Jakarta – Kebijakan Gubernur Jawa Barat periode lalu, Dedi Mulyadi, yang mengirimkan pelajar bermasalah ke barak militer guna mendapatkan pembinaan kedisiplinan sempat menjadi sorotan nasional. Langkah tak konvensional itu menuai pro dan kontra di masyarakat, terutama dari kalangan pakar pendidikan dan perlindungan anak.
Alih-alih memberikan hukuman biasa, Dedi lebih memilih menempatkan para remaja nakal di lingkungan yang disiplin ketat — mirip suasana militer — sebagai upaya rehabilitasi karakter. Ia meyakini, pengalaman tersebut dapat merubah pola pikir dan perilaku negatif para pelajar tersebut.
Namun, di sisi lain, pendekatan yang dilakukan oleh Pramono Anung, Gubernur DKI Jakarta terpilih, cukup berbeda. Ia lebih menitikberatkan pada penguatan peran keluarga dan lingkungan dalam penanganan anak-anak bermasalah. Menurutnya, akar permasalahan perilaku menyimpang pada anak seringkali bersumber dari dinamika rumah tangga dan pergaulan sehari-hari.
“Anak bukan hanya butuh teguran, tapi juga butuh pemahaman, kasih sayang, dan solusi dari penyebab masalahnya,” ujar Pramono saat sesi tanya jawab kampanye lalu.
Perdebatan Metode Rehabilitasi Anak: Militerisasi atau Pemulihan Sosial?
Langkah Dedi Mulyadi memicu diskusi luas di kalangan tokoh pendidikan dan psikologi anak. Sebagian pihak melihat metode ini efektif untuk menegakkan kedisiplinan secara cepat, tetapi tidak sedikit yang mengkritik karena dianggap bisa membahayakan psikologis anak jika tidak diawasi secara profesional.
Sebaliknya, pendekatan ala Pramono yang lebih humanis dinilai lebih ramah terhadap hak anak dan fokus pada aspek pencegahan jangka panjang. Namun, kritik pun muncul bahwa cara ini membutuhkan waktu lebih lama untuk menunjukkan hasil nyata.
Mana yang Lebih Efektif?
Pakar psikologi pendidikan, Dr. Lintang Wening, mengatakan kedua pendekatan memiliki kelebihan dan risiko tersendiri. “Pembinaan ala militer bisa efektif untuk anak-anak yang sudah sangat sulit dikontrol, selama dilakukan dengan supervisi ahli. Tapi untuk mayoritas kasus, intervensi sosial dan keluarga jauh lebih sustainable,” katanya.

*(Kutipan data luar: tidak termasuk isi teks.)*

PR #281, opened 2019-01-28
Addition of MSOP-16

JacobEFO:
NOTE: I made some changes to handle correct silkscreen for DFN packages in
3322523 which is later reverted in 7b53a9a.

This pull request implements the following two footprints from: https://github.com/KiCad/kicad-footprints/pull/499

The packages are based on:
http://www.analog.com/media/en/package-pcb-resources/package/pkg_pdf/ltc-legacy-msop/05081669_A_MS16.pdf
http://www.analog.com/media/en/package-pcb-resources/package/pkg_pdf/ltc-legacy-msop/05081667_F_MSE16.pdf

Additionally ipc_gullwing_generator.py is updated to handle exposed pads correctly. An error was made in a variable.

Footprint pull request: https://github.com/KiCad/kicad-footprints/pull/1349


scripts/Packages/Package_Gullwing__QFP_SOIC_SO/ipc_gullwing_generator.py
```diff
@@ -170,8 +170,8 @@ def __createFootprintVariant(self, device_params, header, dimensions, with_therm
                     }
             else:
                 EP_size = {
-                    'x':device_dimensions['EP_size_x'].nominal,
-                    'y':device_dimensions['EP_size_y'].nominal
+                    'x':dimensions['EP_size_x'].nominal,
+                    'y':dimensions['EP_size_y'].nominal
```
poeschlr: Wow that was a stupid mistake of mine.

scripts/Packages/Package_Gullwing__QFP_SOIC_SO/ipc_gullwing_generator.py
```diff
@@ -102,7 +102,7 @@ def deviceDimensions(device_size_data):
             'lead_len': TolerancedSize.fromYaml(device_size_data, base_name='lead_len')
         }
         dimensions['has_EP'] = False
-        if 'EP_size_x' in device_size_data:
+        if 'EP_size_x_min' in device_size_data and 'EP_size_x_max' in device_size_data or 'EP_size_x' in device_size_data:
```
poeschlr: This is ok for now but i think we will remove the old style sometime in the future.

scripts/Packages/Package_Gullwing__QFP_SOIC_SO/size_definitions/msop.yaml
```diff
@@ -0,0 +1,67 @@
...
+
+# By: JEFO
+# Email: jacob.overgaard.andersen@gmail.com
+MSOP-16_3x4mm_P0.5mm:
+  size_source: 'http://www.analog.com/media/en/package-pcb-resources/package/pkg_pdf/ltc-legacy-msop/05081669_A_MS16.pdf'
+  body_size_x:
+    nominal: 3
+    tolerance: 0.102
+  body_size_y:
+    nominal: 4
```
poeschlr: given as 4.039 in the datasheet

scripts/Packages/Package_Gullwing__QFP_SOIC_SO/size_definitions/msop.yaml
```diff
@@ -0,0 +1,67 @@
...
+# Email: jacob.overgaard.andersen@gmail.com
+# 
+# Note: Exposed pad is slightly larger to avoid weird numbers
+MSOP-16-1EP_3x4mm_P0.5mm_EP1.65x2.85mm:
+  size_source: 'https://www.analog.com/media/en/package-pcb-resources/package/pkg_pdf/ltc-legacy-msop/05081667_F_MSE16.pdf'
+  body_size_x:
+    nominal: 3
+    tolerance: 0.102
+  body_size_y:
+    nominal: 4
```
poeschlr: given as 4.039 in the datasheet

scripts/Packages/Package_Gullwing__QFP_SOIC_SO/size_definitions/msop.yaml
```diff
@@ -0,0 +1,67 @@
...
+    tolerance: 0.152
+  lead_width:
+    minimum: 0.17
+    maximum: 0.27
+  lead_len:
+    nominal: 0.53
+    tolerance: 0.152
+
+  EP_size_x:
+    nominal: 1.65
```
poeschlr: given as 1.651 in the datasheet

scripts/Packages/Package_Gullwing__QFP_SOIC_SO/size_definitions/msop.yaml
```diff
@@ -0,0 +1,67 @@
...
+    tolerance: 0.102
+  EP_size_y:
+    nominal: 2.85
```
poeschlr: given as 2.845 in the datasheet

scripts/Packages/Package_Gullwing__QFP_SOIC_SO/size_definitions/msop.yaml
```diff
@@ -0,0 +1,67 @@
...
+    tolerance: 0.102
+  EP_num_paste_pads: [2, 2]
+
+  thermal_vias:
+    count: [2, 3]
+    drill: 0.25
+    paste_via_clearance: 0.1
+    EP_num_paste_pads: [2, 2]
+    paste_avoid_via: False
```
poeschlr: with this set to false i suggest to set paste coverage a bit higher (0.7 should be enough)

JacobEFO: Alright, excellent idea.

Any rule of thumb for what solder paste coverage to use in kicad libraries?

scripts/Packages/Package_Gullwing__QFP_SOIC_SO/size_definitions/msop.yaml
JacobEFO: Yes, you are in fact correct. This is was "modified" as per suggestion of @Shackmeister, since 4.039 would lead to new 3d-models needed, long naming etc.

scripts/Packages/Package_Gullwing__QFP_SOIC_SO/size_definitions/msop.yaml
poeschlr: according to application nodes by different manufacturers it seems like anything between 50 to 80 percent can give good results depending on your exact process, the stencil thickness and solder used.

We typically simply try to get close to the middle of that range (so 65%) and increase it slightly for footprints where paste overlaps vias. (because one will lose some solder paste in such cases.) I typically used 75% in the past. But now reduced it to 70% as 75 seems a bit excessive. (some application notes suggested a range of 50 to 70 percent coverage so 75 might indeed be too much.)

poeschlr: I have for similar parts rounded it to 4mm. For soic and similar parts i think the body size is not that important. A better long term solution would be to make the footprint name generation stuff more powerful. (default pyhton format strings don't really offer the options we need.)
That way we could have the real size given in the yaml file while still getting reasonable footprint names.

JacobEFO: I think that's a great idea. However, for now what should we decide?

I can either use the exact values from the datasheet and get a long name and a footprint that matches exactly, and then add a 3d-package for it, or we can keep it like this and have a reasonably well fitting footprint with a "decent" name.

poeschlr:
Did i forget to request the inclusion of the part height?

This parameter would help with our 3d model generation.

So include whatever is given in the datasheet (for this parameter it is even ok if only maximum is given. We will need to make the 3d model generators smart enough to understand this.):
```yaml
overall_height:
  minimum:
  nominal:
  maximum:
  tolerance:
```

JacobEFO:
> Did i forget to request the inclusion of the part height?
> 
> This parameter would help with our 3d model generation.
> 
> So include whatever is given in the datasheet (for this parameter it is even ok if only maximum is given. We will need to make the 3d model generators smart enough to understand this.):
> 
> ```yaml
> overall_height:
>   minimum:
>   nominal:
>   maximum:
>   tolerance:
> ```

Okay, I'll update the footprints soon to use the exact values stated in the datasheet and include 3d model height.

I must have missed you reply here ;)

poeschlr:
thanks

PR #283, opened 2019-01-31
Added DIP-8-16 foot print

Misca1234:
Replacement push of
https://github.com/KiCad/kicad-footprints/pull/914

MN3005
http://www.experimentalistsanonymous.com/diy/Datasheets/MN3005.pdf

Foot print push
https://github.com/KiCad/kicad-footprints/pull/1352

Foot print script push
https://github.com/pointhi/kicad-footprint-generator/pull/283

This push includes modification of generic script 
/tools/footprint_scripts_DIP.py
It is now possible to skip pins, start pin numbering on the right side with a pre defined value and add a a string to the beginning of the file name.

bild

bild

bild


poeschlr:
@pointhi the footprint has been merged. This should be good enough to be merged. (I fear the DIP script is one of the ones that will need rewriting sometime in the future.)

Misca1234:
I think there is two different variants of the scripts

PR #284, opened 2019-01-31
add definition for Analog CP-16-22 LFCSP-16

lorem-ipsum:
Add the size definitions for Analogs CP-16-22 LFCSP-16-1EP footprint.
[datasheet](https://www.analog.com/media/en/package-pcb-resources/package/pkg_pdf/lfcspcp/cp-16/CP_16_22.pdf)


poeschlr:
The datasheet uses min/nom/max dimensioning. Use the same in the size definition file.

evanshultz:
YAML parameters match the package drawing and are formatted the same now. Footprint merged.

PR #287, opened 2019-02-03
Add some SOIC footprints to the script definition

poeschlr:


scripts/Packages/Package_Gullwing__QFP_SOIC_SO/size_definitions/soic.yaml
```diff
@@ -164,6 +164,59 @@ SOIC-8-1EP_3.9x4.9mm_P1.27mm_EP2.41x3.81mm:
     # bottom_pad_size:
     paste_avoid_via: False
 
+SOIC-8-1EP_3.9x4.9mm_P1.27mm_EP2.41x3.1mm:
```
evanshultz: This one has the mask size in the footprint name. Is this automatic in the script is the mask size is specified?

evanshultz:
Since this is the script, and the only place where it has an effect, I'll mention this again here: how should the package height be captured for parts that don't go down to the board surface? Body height is being added to help make 3D models from the same YAML data, but the QFNs/DFNs went down to the PCB. Should there be body_height_bottom which captures the distance from the board to the bottom of the package?

poeschlr:
As mentioned in the other comment of mine: I might have chosen the wrong name for this property. I always used body height to mean overall height (pcb to top of body)

I will think of a better name and make a one PR to fix them all thingy.

scripts/Packages/Package_Gullwing__QFP_SOIC_SO/size_definitions/soic.yaml
poeschlr: See line number 222:
```yaml
  EP_mask_x: 2.71
```

poeschlr:
I fixed the body height parameter in all of my scripts. I now call it "overall_height" to make it very clear what it means.

PR #326, opened 2019-03-26
Adding Analog_BGA-28_4.0x6.25mm configuration

eeyrjmr:


evanshultz:
Can you please update the description to be closer to the non-Lattice parts? More description would be nice.

Also, how did you come up with the mask margin? That leaves a 0.3mm minimum mask width between balls, which I think should be OK, but where did you get this value?

eeyrjmr:
I can add more info to the description

As to the mask mask... The aim was 0.1mm total on the diameter but unsure how the script works. The 0.05 on the radius comes from what is achievable for a Class3 board. So the value that is entered into the script... is it diameter or radius with respect to the balls?

eeyrjmr:
https://www.smta.org/chapters/files/Wisconsin_Solberg-_SMTA_Great_Lakes_Chpt_2011.pdf

Page 19
bga

if you recommend small I can update.

evanshultz:
Mask margin is radius. It's the margin, which is intended to mean the difference in size. Maybe the wording could be better?

Anyway, I'm OK with the mask margin you have I just wanted to know from where you got that value.

If you can update the description let's merge this. Thank you!

evanshultz:
Please remove `_NSMD` from the footprint name. This doesn't need to be specified as it's the default for our library.

In the description, there are a few double spaces and also if this footprint can be used for other applications besides uModule then remove that too. The package drawing says 'uModule' on it so maybe this package is specific?

eeyrjmr:
_NSMD removed. it was only added due to other such packages had it. Additional whitespaces removed.

So far Analog are only using this type of grid for their uModule series and they have multiple variants. I don't see why they shouldn't make use of that for other chips.

evanshultz:
@pointhi 
The footprint has been merged.

PR #328, opened 2019-03-29
QFP_SOIC_SO: add size definition for TSOP-6 in 1.5x2.9mm package

zonque:
The footprint PR is here: https://github.com/KiCad/kicad-footprints/pull/1511

### DIFF
--- a/scripts/Packages/Package_Gullwing__QFP_SOIC_SO/size_definitions/tsop.yaml
+++ b/scripts/Packages/Package_Gullwing__QFP_SOIC_SO/size_definitions/tsop.yaml
@@ -1,0 +1,27 @@
+FileHeader:
+  library_Suffix: 'SO'
+  device_type: 'TSOP'
+
+TSOP-6_1.50mmx2.90mm_P0.95mm:
+  size_source: 'https://www.nxp.com/docs/en/package-information/SOT457.pdf'
+  body_size_x:
+    minimum: 1.3
+    maximum: 1.7
+  body_size_y:
+    minimum: 2.7
+    maximum: 3.1
+  overall_size_x:
+    minimum: 2.5
+    maximum: 3.0
+  overall_height:
+    minimum: 0.9
+    maximum: 1.1
+  lead_width:
+    minimum: 0.25
+    maximum: 0.40
+  lead_len:
+    minimum: 0.2
+    maximum: 0.6
+  pitch: 0.95
+  num_pins_x: 0
+  num_pins_y: 3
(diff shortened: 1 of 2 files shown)


scripts/Packages/Package_Gullwing__QFP_SOIC_SO/size_definitions/tsop.yaml
```diff
@@ -0,0 +1,26 @@
+FileHeader:
+  library_Suffix: 'SO'
+  device_type: 'TSOP'
+
+TSOP-6_1.50mmx2.90mm_P0.95mm:
+  size_source: 'https://www.nxp.com/packages/SOT457'
```
poeschlr: Link directly to the pdf please.

scripts/Packages/Package_Gullwing__QFP_SOIC_SO/size_definitions/tsop.yaml
```diff
@@ -0,0 +1,26 @@
...
+    minimum: 2.5
+    maximum: 3.0
+  overall_height:
+    minimum: 0.9
+    maximum: 1.1
+  lead_width:
+    minimum: 0.25
+    maximum: 0.40
+  lead_len:
+    nominal: 0.58
```
poeschlr: only minimum and maximum are given in the datasheet (dimension LP)

For reference: 0.2 ... 0.6

zonque: Both issues address now. Thanks!

evanshultz:
IMO `SC-70-6` is a more common and palatable name for this package. NXP also references this standard in the package drawing linked here.

zonque:
> IMO `SC-70-6` is a more common and palatable name for this package. NXP also references this standard in the package drawing linked here.

Would you set `custom_name_format` for that, or how is the naming fixed in such cases? It *is* a TSOP package after all, so `device_type` should remain untouched?

evanshultz:
IMO I'd change the entry. True, it's a TSOP, but I think SC-74 is a more common name. And SC-74 is an industry-standard package instead of a generic package type like TSOP. That's my experience and gut feel, though.

zonque:
Okay. Here's what I did now.

* I renamed the `size_definitions/tsop.yaml` to `size_definitions/sc-74.yaml`
* `device_type` is set to `SC-74` so the resulting file will be called `SC-74-6_1.5x2.9mm_P0.95mm.kicad_mod`

The only thing I'm wondering is whether the library this ends up in (`Package_SO.pretty`) is correct, as there are other `SC-` packages which reside in `Package_TO_SOT_SMD`.

WDYT?

poeschlr:
This is a good question. I feel there really is not a right way to do it as there really is no real clean way to differentiate these two libraries. 

For me it however looks more like a normal SO part than a SOT part as it is symetrical (Sot is mostly non symetrical. SC is sadly used for many very different package types.)

poeschlr:
Thanks

PR #331, opened 2019-04-01
Texas R-PDSO-G6 DDC

jneiva08:
Added parameters for R-PDSO-G6 DDC, is an SOT-23-6 variation.

Footprint PR: https://github.com/KiCad/kicad-footprints/pull/1489

### DIFF
--- a/scripts/Packages/Package_Gullwing__QFP_SOIC_SO/size_definitions/sot.yaml
+++ b/scripts/Packages/Package_Gullwing__QFP_SOIC_SO/size_definitions/sot.yaml
@@ -1,0 +1,24 @@
+FileHeader:
+  library_Suffix: 'SOT'
+  device_type: 'SOT'
+
+R-PDSO-G6_DDC:
+  size_source: 'http://www.ti.com/lit/ds/symlink/lm5050-1.pdf'
+  body_size_x:
+    minimum: 1.45
+    maximum: 1.75
+  body_size_y:
+    minimum: 2.75
+    maximum: 3.05
+  overall_size_x:
+    minimum: 2.55
+    maximum: 3.05
+  lead_width:
+    minimum: 0.30
+    maximum: 0.50
+  lead_len:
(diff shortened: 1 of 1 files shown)


evanshultz:
Dimensions are good.

Since this is a generic footprint, though, let's not make it specific to TI. You can add the JEDEC info like is done at (see `SOIC-8_3.9x4.9mm_P1.27mm` at https://github.com/pointhi/kicad-footprint-generator/blob/master/scripts/Packages/Package_Gullwing__QFP_SOIC_SO/size_definitions/soic.yaml). I verified the package drawing from TI matches the JEDEC doc except for `overall_size_x`, which is 2.6-3mm. If we reference the JEDEC doc we can probably just tighten up that one spec a bit to match.

evanshultz:
`Device_type` may not be quite right here, since SOT-363, SC-70, and various other related packages could be in this YAML file. Perhaps we need to do this per-entry?

@poeschlr 
Are you OK with all of this?

jneiva08:
Have changed library_Suffix to be in Package_TO_SOT_SMD
Changed name as suggested on symbol thread, but the tsot-23-6 already exists and the dimensions are a little different.

how shall proceed?

evanshultz:
We can overwrite the existing footprint with this new one. It shouldn't be a big change and it's a fix (in that we believe IPC is the best way to go for this library).

Can you please change the `Device_type` field in the script as mentioned above. Instead of for the whole file this should be on each entry in the file, I think. You?

poeschlr:
The script does not currently support overwriting the device type from the definition of a single package. I would not expect anybody to add this stuff (would not be mad if somebody did it either)

evanshultz:
@poeschlr 
Since this is a JEDEC-standard package, I would like to call it `TSOT-23-6` (as done in the script here) and overwrite the existing package. Essentially going from a hand-made footprint to an IPC-compliant one. Is that OK with you?

PR #334, opened 2019-04-02
Correct Micro-Fit 3.0 drill sizes to datasheet

evanshultz:
As reported at https://github.com/KiCad/kicad-footprints/issues/1518. THT pad drill from 1mm to 1.02mm are minor, but the mounting holes were 1mm and should have been 1.27mm.


poeschlr:
footprints have been merged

Kini, dengan kepemimpinan baru di DKI Jakarta dan berakhirnya masa jabatan Dedi Mulyadi di Jabar, publik mulai menanti model penanganan anak bermasalah di daerah-daerah lain. Apakah akan mengadopsi pendekatan militeristik atau lebih condong ke model rehabilitasi sosial?
Yang jelas, tantangan generasi muda tetap menjadi isu strategis yang harus dijawab dengan kebijakan yang tepat, proporsional, dan berbasis data.